# ‘‘Tis the Season



## Bigdrowdy1 (Oct 26, 2019)

An so it has begun!

Reactions: Like 3 | EyeCandy! 2 | Way Cool 2


----------



## Eric Rorabaugh (Oct 26, 2019)

Oh lord!!! How much? Or is that for your WB brothers?


----------



## T. Ben (Oct 26, 2019)

I’m drooling looking at that !! And if you are going to sell any I would be VERY interested.


----------



## Wildthings (Oct 26, 2019)

Dude!!!


----------



## Tony (Oct 26, 2019)

Eric Rorabaugh said:


> Oh lord!!! How much? Or is that for your WB brothers?
> 
> View attachment 173419



As much as you've trashed Texas???? Good luck with that!

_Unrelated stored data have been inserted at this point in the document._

PR #8268, opened 2024-09-20
[workspace]feat: validate workspace when find objects

SuZhou-Joe:
### Description

We need to validate the workspace ids users pass, if it is not valid, we should just throw a 400 error and save the resource of our search engine.

## Changelog

- feat: validate if the workspaces param is valid or not when consume it in the wrapper.

### Check List

- [x] All tests pass
  - [x] `yarn test:jest`

### DIFF
--- a/src/plugins/workspace/server/saved_objects/workspace_id_consumer_wrapper.ts
+++ b/src/plugins/workspace/server/saved_objects/workspace_id_consumer_wrapper.ts
@@ -85,22 +85,33 @@ export class WorkspaceIdConsumerWrapper {
             ? options
             : this.formatWorkspaceIdParams(wrapperOptions.request, options);
         if (finalOptions.workspaces?.length) {
-          const workspaceList = await this.workspaceClient.list(
-            {
-              request: wrapperOptions.request,
-            },
-            {
-              perPage: 9999,
-            }
-          );
           let isAllTargetWorkspaceExisting = false;
-          if (workspaceList.success) {
-            const workspaceIdsSet = new Set(
-              workspaceList.result.workspaces.map((workspace) => workspace.id)
+          // If only has one workspace, we should use get to optimize performance
+          if (finalOptions.workspaces.length === 1) {
+            const workspaceGet = await this.workspaceClient.get(
+              { request: wrapperOptions.request },
+              finalOptions.workspaces[0]
             );
-            isAllTargetWorkspaceExisting = finalOptions.workspaces.every((targetWorkspace) =>
-              workspaceIdsSet.has(targetWorkspace)
+            if (workspaceGet.success) {
+              isAllTargetWorkspaceExisting = true;
+            }
+          } else {
+            const workspaceList = await this.workspaceClient.list(
+              {
+                request: wrapperOptions.request,
+              },
+              {
+                perPage: 9999,
+              }
             );
+            if (workspaceList.success) {
+              const workspaceIdsSet = new Set(
+                workspaceList.result.workspaces.map((workspace) => workspace.id)
+              );
+              isAllTargetWorkspaceExisting = finalOptions.workspaces.every((targetWorkspace) =>
+                workspaceIdsSet.has(targetWorkspace)
+              );
+            }
           }
 
           if (!isAllTargetWorkspaceExisting) {
--- a/src/plugins/workspace/server/saved_objects/workspace_id_consumer_wrapper.ts
+++ b/src/plugins/workspace/server/saved_objects/workspace_id_consumer_wrapper.ts
@@ -95,12 +95,11 @@ export class WorkspaceIdConsumerWrapper {
           );
           let isAllTargetWorkspaceExisting = false;
           if (workspaceList.success) {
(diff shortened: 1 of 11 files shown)


src/plugins/workspace/server/saved_objects/workspace_id_consumer_wrapper.ts
```diff
@@ -74,15 +76,42 @@ export class WorkspaceIdConsumerWrapper {
...
+              request: wrapperOptions.request,
+            },
+            {
+              perPage: 9999,
+            }
+          );
+          let isAllTargetWorkspaceExisting = false;
+          if (workspaceList.success) {
+            const workspaceIds = workspaceList.result.workspaces.map((workspace) => workspace.id);
+            isAllTargetWorkspaceExisting = finalOptions.workspaces.every((targetWorkspace) =>
```
wanglam, line 99: Do we still support passing `*`? It seems the  `finalOptions.workspaces` could be `*` in the data source assignment case.

src/plugins/workspace/server/saved_objects/workspace_id_consumer_wrapper.ts
```diff
@@ -74,15 +76,42 @@ export class WorkspaceIdConsumerWrapper {
...
+            : this.formatWorkspaceIdParams(wrapperOptions.request, options);
+        if (finalOptions.workspaces?.length) {
+          const workspaceList = await this.workspaceClient.list(
+            {
+              request: wrapperOptions.request,
+            },
+            {
+              perPage: 9999,
+            }
+          );
```
Hailong-am, line 95: nit: if there only have one workspace in `finalOptions.workspaces` we can use `this.workspaceClient.get`, may or may not have performance improvement.

src/plugins/workspace/server/saved_objects/workspace_id_consumer_wrapper.ts
SuZhou-Joe: Oh, nice catch. Update that and add a unit test accordingly.

src/plugins/workspace/server/saved_objects/workspace_id_consumer_wrapper.ts
SuZhou-Joe: Yeah, we should do that.

src/plugins/workspace/server/saved_objects/workspace_id_consumer_wrapper.ts
Hailong-am: But `formatWorkspaceIdParams` will remove `*`, that's before the check. do we need to add * here?

src/plugins/workspace/server/saved_objects/workspace_id_consumer_wrapper.ts
```diff
@@ -74,15 +76,45 @@ export class WorkspaceIdConsumerWrapper {
...
+          let isAllTargetWorkspaceExisting = false;
+          if (workspaceList.success) {
+            const workspaceIds = [
```
ruanyl, line 98: Nit: this could a `Set`

src/plugins/workspace/server/saved_objects/workspace_id_consumer_wrapper.ts
```diff
@@ -74,15 +76,45 @@ export class WorkspaceIdConsumerWrapper {
...
+        // we need to make sure the find call for upgrade config should be able to find all the global configs as it was before.
+        // It is a workaround for 2.17, should be optimized in the upcoming 2.18 release.
+        const finalOptions =
           this.isConfigType(options.type as string) && options.sortField === 'buildNum'
             ? options
-            : this.formatWorkspaceIdParams(wrapperOptions.request, options)
-        );
+            : this.formatWorkspaceIdParams(wrapperOptions.request, options);
+        if (finalOptions.workspaces?.length) {
+          const workspaceList = await this.workspaceClient.list(
```
ruanyl, line 88: Shall we simply call `wrapperOptions.client.find` with `WORKSPACE_TYPE` to get the the workspace list? Just thinking might be better to not introduce another dependency to saved object client wrapper.

SuZhou-Joe: We can not because workspace is a hidden type.

src/plugins/workspace/server/saved_objects/workspace_id_consumer_wrapper.ts
SuZhou-Joe: Yeah, `*` does not need to be add here, removed that.

src/plugins/workspace/server/saved_objects/workspace_id_consumer_wrapper.ts
SuZhou-Joe: Sure, updated.

ruanyl (approved):

wanglam (approved):

Hailong-am (approved):

PR #8087, opened 2024-09-09
[Auto Suggest] PPL autocomplete fixes

paulstn:
### Description

Fixes various issues for ppl autocomplete.

Note: Can ignore changes in the `.generated` folder

## Changelog

- fix: PPL Autocomplete functions, fields, & table suggestion

### Check List

- [ ] All tests pass
  - [ ] `yarn test:jest`
  - [ ] `yarn test:jest_integration`
- [ ] New functionality includes testing.
- [ ] New functionality has been documented.
- [ ] Update [CHANGELOG.md](./../CHANGELOG.md)
- [ ] Commits are signed per the DCO using --signoff

PR #8275, opened 2024-09-20
[Auto Suggest] PPL & SQL Value Suggestion

paulstn:
### Description

Only done for opensearch SQL + PPL. For both languages, value completion only occurs inside of a binary comparison predicate (for example `column = value`, and for an in-predicate with the keyword `IN` (e.g. `column IN ("value1", "value2", "value3")`). These are the only cases in which it makes sense to suggest values for a particular column.

SQL:

https://github.com/user-attachments/assets/54518f20-f349-4bc0-840e-9a38767b1aba

PPL:

https://github.com/user-attachments/assets/71c41b93-e199-48f8-acf2-7ba5aed16f73

## `src/plugins/data/public/antlr/*`

For PPL & SQL, uses the SQL query 
```
SELECT <column> FROM <table> GROUP BY <column> ORDER BY COUNT(<column>) DESC LIMIT <limit>
```
to find the most popular column values to display within autocomplete whenever a value should be suggested.

## `src/plugins/data/server/ui_settings.ts`

There were two UI settings added.
`query:enhancements:suggestValues` is a boolean that determines if value suggestion will be used
`query:enhancements:suggestValuesLimit` is a number that specifies how many values should be queried, defaulting to 200

## `src/plugins/data/public/autocomplete/autocomplete_service.ts`

The ability to add a value suggestion provided was included in this pr, but isn't in use so far. Creating a value suggestion provider that would make the api call (with all of the same parameters that exist right now) could be done but would require a lot of complexity for what is essentially done in 10 lines today. 

This PR also contains various fixes and quality of life updates within SQL & PPL suggestions.

## Testing the changes

Field level security testing:

https://github.com/user-attachments/assets/77bae369-8a30-42a3-acbc-bbab07184ed3

Field level masking testing:

https://github.com/user-attachments/assets/a7bc7f93-be32-4c72-9ce9-8dd9a15179ff

## Changelog

- feat: Autocomplete Value Suggestion

### Check List

- [ ] All tests pass
  - [ ] `yarn test:jest`


src/plugins/data/public/ui/query_editor/query_editor.tsx
```diff
@@ -285,6 +285,7 @@ export default class QueryEditorUI extends Component<Props, State> {
       indexPattern,
       position,
       services: this.services,
+      dataset: this.queryString.getQuery().dataset,
```
sejli, line 288: Do we need to pass `dataset` in here if `services` is already being passed in? It's already included in `services` if you use `services.data.query.queryString.getQuery().dataset`.

src/plugins/data/public/antlr/shared/utils.ts
```diff
@@ -63,7 +65,7 @@ const fetchFromAPI = async (api: any, body: string) => {
 export const fetchData = (
   tables: string[],
   queryFormatter: (table: string, dataSourceId?: string, title?: string) => any,
-  api: any,
+  http: any,
```
sejli, line 68: Define `http: HttpSetup`

src/plugins/data/public/antlr/shared/utils.ts
```diff
@@ -93,24 +95,27 @@ export const fetchData = (
...
-          queryConfig: {
-            dataSourceId: dataSourceId || undefined,
-            title: title || undefined,
-          },
-        },
+export const fetchColumnValues = (
+  tables: string[],
+  column: string,
+  services: IDataPluginServices,
+  dataset?: Dataset
```
sejli, line 102: Why is `dataset` optional here? Would it still work without it?

src/plugins/data/server/ui_settings.ts
sejli, line 1: Do these settings need to have the page reloaded? @kavilla

src/plugins/data/public/ui/query_editor/query_editor.tsx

Reactions: Agree 1 | Funny 3


----------



## Eric Rorabaugh (Oct 26, 2019)

Ummmm.......

Reactions: Funny 2


----------



## Eric Rorabaugh (Oct 26, 2019)

.

Reactions: Funny 1


----------



## Lou Currier (Oct 26, 2019)



Reactions: Agree 1


----------



## Bigdrowdy1 (Oct 26, 2019)

End of round 1. Time to do a little relaxing with the Miss’s.



 

 

more to come tomorrow.

Reactions: Like 3 | Way Cool 1


----------



## Eric Rorabaugh (Oct 26, 2019)

That used to be my drink. Over ice! Whew, the memories.


----------



## Bigdrowdy1 (Oct 26, 2019)

Eric Rorabaugh said:


> That used to be my drink. Over ice! Whew, the memories.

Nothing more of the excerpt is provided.